Push, Whack, Shove, Wallop, Pound

Kneading, I could see my grandmother’s strong arms working the dough on the bread board by the wood stove. Bread dough, she’d say, is as independent as a 2-year-old. Both require hard work if they are to develop properly.

I fold outside to inside and push with the heels of my hands, rotate the globe a quarter turn, crease and push, again and again while my brain replays a conversation with a young friend about Western problems: subdivisions, zoning, water.

“But what can one person doooooo?” she wailed.

Kneading, I consider that universal question. When the warm mass sticks to my fingers, I dip a bit of home-ground wheat flour to scatter across the board. Turn, fold, PUSH; turn, fold, WHACK; turn, bend, SHOVE. My muscles hum in harmony as natural as the bread’s ingredients.

Linda with a freshly baked loaf, 2009.

Baking bread is cheaper and more consistent than other forms of therapy, and the results are edible. One can’t nibble a human therapist, any more than one can successfully treat tension with alcohol or drugs.

Up to my elbows in bread dough, I WALLOP an irrational argument, POUND my point home. Decisions I’ve avoided for weeks make themselves as I poke a finger into the shiny dome to check the tension. When I plop the dough into my grandmother’s green porcelain bowl to rise, we’re both bouncy and full of vitality.

Until lately, I’ve baked mostly for my own well-being, but my friend Marty taught me a better way.

What can one person doooooo?

In January, Marty baked and handed out 15 loaves: to the wife of the neighbor who has been accused of a crime.
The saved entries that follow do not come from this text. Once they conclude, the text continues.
PR #2679, opened 2025-02-06
SHOW REPLICAS uses local timestamp

andrejtonev:
FrequentCheck sets state to BEHIND after 3 failed pings.
GetTimestampInfo uses the local ts, does not send an RPC.

### DIFF
--- a/src/replication/include/replication/replication_client.hpp
+++ b/src/replication/include/replication/replication_client.hpp
@@ -25,7 +25,7 @@ namespace memgraph::replication {
 struct ReplicationClient;
 
 template <typename F>
-concept FrequentCheckCB = std::invocable<F, bool, ReplicationClient &>;
+concept FrequentCheckCB = std::invocable<F, ReplicationClient &>;
 
 struct ReplicationClient {
   explicit ReplicationClient(const ReplicationClientConfig &config);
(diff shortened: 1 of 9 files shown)


andrejtonev:

---
___


### Tracking


### Standard development
- [ ] Update unit/E2E tests


### CI Testing Labels


### Documentation checklist
    - **[ Release note text ]**

src/storage/v2/replication/replication_client.hpp
```diff
@@ -108,6 +108,9 @@ class ReplicationStorageClient {
   auto Name() const -> std::string const & { return client_.name_; }
   auto Endpoint() const -> io::network::Endpoint const & { return client_.rpc_client_.Endpoint(); }
 
+  void SetBehind() {
```
as51340, line 111: SetMaybeBehind maybe better

src/replication/include/replication/replication_client.hpp
```diff
@@ -40,27 +40,32 @@ struct ReplicationClient {
...
+      replica_checker_.Run("Replica Checker",
+                           [this, cb = std::forward<FS>(callback), fail_cb = std::forward<FF>(fail_callback),
+                            failed_attempts = 0UL]() mutable {
+                             constexpr auto kFailureAfterN = 3UL;
+                             try {
+                               {
+                                 auto stream{rpc_client_.Stream<replication_coordination_glue::FrequentHeartbeatRpc>()};
+                                 stream.AwaitResponse();
+                               }
+                               cb(*this);
```
as51340, line 57: rename to succ_cb just to be consistent succ vs fail

src/storage/v2/replication/replication_client.cpp
```diff
@@ -448,20 +442,23 @@ void ReplicationStorageClient::RecoverReplica(uint64_t replica_commit, Storage *
...
       spdlog::debug("One of recovery steps failed, setting replica state to MAYBE_BEHIND");
+      last_known_ts_.store(replica_commit, std::memory_order_release);
       replica_state_.WithLock([](auto &val) { val = ReplicaState::MAYBE_BEHIND; });
       return;
     }
   }
 
   const auto last_durable_timestamp = storage->repl_storage_state_.last_durable_timestamp_.load();
   spdlog::info("Replica {} timestamp: {}, Last commit: {}", client_.name_, replica_commit, last_durable_timestamp);
+  last_known_ts_.store(replica_commit, std::memory_order_release);
```
as51340, line 461: I think we shouldn't update last_known_ts_ when in recovery. This could actually set the timestamp to a lower value than it was before the recovery task started because commits could be executed while recovering.

as51340 (changes requested):
My general comment is that maybe it would be best to rely just on Frequent checker to update timestamp. In that case no need to think about side effects e.g ForceReset. Also, shouldn't tests stay the same? Isn't it that we should get the same timestamp just after some time (1s = on the next ping).

src/storage/v2/replication/replication_client.cpp
andrejtonev: `replica_commit` should be updated as the recovery process goes on. §
In theory it should be the latest applied ts.
Will double check

andrejtonev:
@as51340 
Can't rely on FrequentCheck as it just pings the replica. I though about using Heartbeat in the check, but that is a db specific call. This means we would need to handle multi-tenancy inside the frequent check and that just seems cumbersome. Don't want to mix replication and multi-tenancy on this level if possible.

Needed to update the tests, as now we have additional info, the replica's timestamp. This was always 0 when replica was down. Now it is the last known ts.
Additionally we used to set the state to behind after GetTimestamp failed. We don't do that anymore.
Also the frequent check now sets the state to behind on a connection loss, before it would set it after a re-connection (meaning the connection was lost, but the state would be updated only after the connection was reestablished).

src/storage/v2/replication/replication_client.cpp
andrejtonev: The `replica_commit` is first read from the heartbeat. Then any successful recovery step updates it.
This means that it should be the best guess at what the replica's ts is.
In any case, it is not a problem even if the ts was wrong. This is used only in the show info query and is a best guess.
No functional logic relies on it.

as51340 (approved):
Discussed on the call, seems good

To the woman suffering from cancer. In February, 45 loaves.

At 81, Marty is active in church activities, busy with children, grandchildren and interests so varied I’m always discovering new ones despite a decade of correspondence. She travels, teaches morning and evening classes, takes part in a book club, writes letters.
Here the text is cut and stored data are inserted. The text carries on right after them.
PR #2686, opened 2025-02-10
Fix data race in skip list usage

Ignition:
Issue was initially found with unique constraint. But root cause was with our `find_equal_or_greater`.


src/storage/v2/inmemory/storage.cpp
```diff
@@ -969,16 +973,6 @@ void InMemoryStorage::InMemoryAccessor::Abort() {
   // if we have no deltas then no need to do any undo work during Abort
   // note: this check also saves on unnecessary contention on `engine_lock_`
   if (!transaction_.deltas.empty()) {
-    // CONSTRAINTS
```
andrejtonev, line 972: Why are we not doing this in Abort anymore?

andrejtonev (commented):
Nice work!
Just wondering why the constraints abort has been moved to Commit.
What if I do a ROLLBACK, wouldn't the constraints be left in a bad state?

src/storage/v2/inmemory/storage.cpp
Ignition: Only unique constraint tracks anything. They are only inserted in Commit while under the lock. They are now removed before releasing the lock.

andrejtonev (approved):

In March, she gave away 53 loaves; April, 46. In her kitchen, young women learn the art of mixing, kneading, shaping the loaves they’ll take to their own kitchens to bake. Marty’s prayer ingredient is optional, but the smell of fresh-made bread blesses each home.

May, 40 loaves, including bread for a family mourning the death of their mother. “This somehow gives me a gift,” she explains, “and I guess the only thing I can name this gift is ‘peace.’” She maintains a large home, dozens of plants inside and around it; she sends me pictures of her cats. She’s kept baking bread throughout the ugly incidents life can provide, including cancer.

Marty Mather (1927-2020)

June, 55 loaves, and July — in Kansas! — 72. She sends me clippings about Kansas politics along with her opinions and obituaries of people who lived with good humor and good works.

August, 46 loaves. “When I was a child and my mother made bread she would cut off a slice when it came out of the oven hot, slather it with butter, cover it with brown sugar, fold it together and give us a “love” sandwich.” Her grandchildren, learning to knead dough at ages 2 and 4, gobbled love sandwiches.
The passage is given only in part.